SMALL CHAMBER ENSEMBLE - Soul Garden (2000) - Solo viola, 2 vn, va, 2 vc

Duration - 13:00

viola solo, 2 violin, viola, 2 violoncello.

 
Commissioned by the Chamber Music Society of Lincoln Center

American composer Derek Bermel’s “Soul Garden,” a 2000 work for solo viola and string quintet, represents the confluence of two mainstreams the romantic-modern waters that originated in Europe and the blues-jazz-gospel waters that flowed from African American communities. The most striking and pervasive effect in the piece is the use of sliding notes, or quarter-tones, to emulate the vocal inflections of African American music. But “effect” isn’t quite the right term because these inflections are not separable, conceptually or compositionally, from the core musical ideas Bermel’s highly complex but fully controlled approach to harmony and rhythmic structure&.nearly every moment is both appealing and challenging, familiar and strange.

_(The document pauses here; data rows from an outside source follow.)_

Issue #3074, opened 2024-10-10
Reload of key/trustsore when re-establishing a connection


MichaelMorrisEst:
https://github.com/apache/logging-log4j2/pull/2767 introduces functionality to enable reloading key/trustore when the certs are renewed. However a manual step of triggering a reconfiguration (e.g. by touching the config file) is needed for the key/trust store to be reloaded. While this is a big improvement on having no reload, it is still not ideal to have to trigger a reconfiguration.

The cert renewal has no impact on existing established connections (as the handshake is done when the connection is established) so there is no need for the key/trust store to be reloaded for existing connections to continue working.
However, when an error occurs in writing to the socket a retry is attempted which includes the creation of a new socket and connection. Using a no longer valid cert here will prohibit the connection being re-established. If, during the retry, the key/truststore are reloaded, then the latest certs would always be used in re-establishing the connection and would effectively remove the need to trigger the reconfiguration.

Is this something the community would be open accepting a PR on? If so I can work on it and submit

vy:
> If, during the retry, the key/truststore are reloaded, then the latest certs would always be used in re-establishing the connection and would effectively remove the need to trigger the reconfiguration.

@MichaelMorrisEst, this is something crossed my mind while working on #2767, but I am not sure about the implications of trying to reload key/trust store on every new socket creation attempt. [Thinking out loud here...] If the server has indeed gained a new identity, reloading key/trust stores will solve the problem swiftly. But what if the failure is due to something else? If we decide to implement this, shall this be the default, or opt-in via a new attribute?

Another concern I have regarding this approach is we will be introducing an exception to the reconfiguration logic. That is, when a Log4j configuration is loaded, it is treated more or less immutable – obviously, except `LoggerConfig`s. Now we will introduce a _"please reload only this little configuration element"_ exception. I am not saying this is something bad per se. But exceptions generally bite us in the long run.

@ppkarwasz, any thoughts?

MichaelMorrisEst:
Hi @vy, thanks for the feedback 
> @MichaelMorrisEst, this is something crossed my mind while working on #2767, but I am not sure about the implications of trying to reload key/trust store on every new socket creation attempt. [Thinking out loud here...] If the server has indeed gained a new identity, reloading key/trust stores will solve the problem swiftly. But what if the failure is due to something else? If we decide to implement this, shall this be the default, or opt-in via a new attribute?

[...]

PR #3378, opened 2025-01-10
Implements an event service and demonstrates its use for sending/receiving SSL key/trust store changes

MichaelMorrisEst:
Intended as a means to discuss what the implementation for https://github.com/apache/logging-log4j2/issues/3074#issuecomment-2446935514 should look like

## Checklist


ppkarwasz:
The PR looks nice, but I need some time to analyze the existing code to see if we can reuse something. [`WatchManager`](https://logging.apache.org/log4j/2.x/javadoc/log4j-core/org/apache/logging/log4j/core/util/WatchManager.html) looks reusable, but it works in a complex way.

vy:
Instead of a fully-blown event bus that is publicly exposed, can we make this private and as small as possible, please? I agree with @ppkarwasz that we shall seek to use existing file watching mechanisms available, if possible.

ppkarwasz:
Hi @MichaelMorrisEst,

Since #2767 was merged instead, I think we can close this PR. Any objections?

MichaelMorrisEst:
That's fine, not needed now we have #2767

It is music by a composer who thinks deeply about where music comes from, how it is made and what it is for.
— San Antonio Express-News
Like many of his pieces, this essay for solo viola and a string quintet (a quartet with an extra cello, in this configuration) draws freely from several musical worlds. The music’s surfaces are painted in the coloration of blues and gospel.&The work’s underpinnings, though, use rhythmic and harmonic techniques more germane to contemporary concert music, and the tensions between those languages give the music its poignancy. The bluesy turns of the solo viola line, played with a warm tone and an almost vocal inflection by Paul Neubauer, suggest a simple, direct approach to tonality. Yet the quartet writing, with its hazy, tonally ambiguous shimmer, pulls in the opposite direction.
— New York Times
Even more striking was Soul Garden for viola and string quintet, whose origins lie in African-American gospel music. With soloist Rachel Roberts emulating the vocalism of an alto gospel singer answered by the church baritone represented by an ensemble cellist, the result lies in the tradition of Aaron Copland’s popular Americana in its immediacy and sense of respectful parody.
— The Guardian (U.K.)
...his seductive culture-crossing ‘Soul Garden’... bends pitches with jazzy style.